Under section 362(c)(3), the automatic stay terminates in its entirety after 30 days, when the debtor has had a previous case dismissed within one year of filing the second case. Smith v. State of Maine Bureau of Rev. Servs., 910 F.3d 576 (1st Cir. 2018).
Mr. Smith filed a case in December, 2014, which was dismissed in November, 2016. A month later in December, 2016, he filed another case. Mr. Smith did not move for a continuation of the automatic stay. In February, 2017, the Maine Bureau of Revenue Services sought an order under 362(j) that the stay had terminated. Mr. Smith argued that section 362(c)(3)(A) terminated the automatic stay only “with respect to the debtor” and not as to actions against property of the estate. The bankruptcy court held that the automatic stay had terminated in its entirety. The district court affirmed.

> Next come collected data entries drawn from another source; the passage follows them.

PR #6696, opened 2026-07-06
ci: use nightly goreleaser in the release job

### LINKED ISSUE #6692: release: use latest nightly goreleaser in the release job
### Problem

The `release` job in `.github/workflows/release.yml` pins the goreleaser binary via `goreleaser-action` with:

```yaml
- uses: goreleaser/goreleaser-action@... # v7.2.3
  with:
    distribution: goreleaser-pro
    version: "~> 2"
```

`version: "~> 2"` resolves to the latest **stable** release. When we tag a new minor (e.g. `v2.17.0`) whose `.goreleaser.yaml` uses config fields introduced in that same release, the action downloads the *previous* stable binary (e.g. `v2.16.0`), which can't parse the new config, and the release fails:

```
failed to load configuration: yaml: unmarshal errors:
  line 401: field verify not found in type config.Project
  line 440: field token not found in type config.Repo
```

### Proposal

Make the release job use the latest **nightly** build instead, so it always runs a binary new enough to parse the config it's releasing:

```yaml
- uses: goreleaser/goreleaser-action@... 
  with:
    distribution: goreleaser-pro
    version: nightly
```

(or otherwise ensure the release runs a binary >= the version being tagged.)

On appeal to the First Circuit, the court first addressed Mr. Smith’s plain meaning argument that the phrase “with respect to the debtor” unambiguously limited the scope of the stay’s termination. Finding flaws in this argument, the court concluded that the meaning of section 362(c)(3) was not plain. In its analysis, the court identified “oddities, including redundancy in § 362(c)(3)(A)” which led them to conclude that string application of the canons of interpretation, including the rule against superfluities, would also be unhelpful. Finding neither party’s textual analyses sufficient, the court ultimately turned to statutory context and congressional intent. Digging deep into the legislative history, the court concluded that Congress’s purpose was to curb serial filings and that, as a consequence, its intent more closely aligned with the creditor’s argument rather than the debtor’s.
NCBRC and NACBA filed an amicus brief in support of the debtor.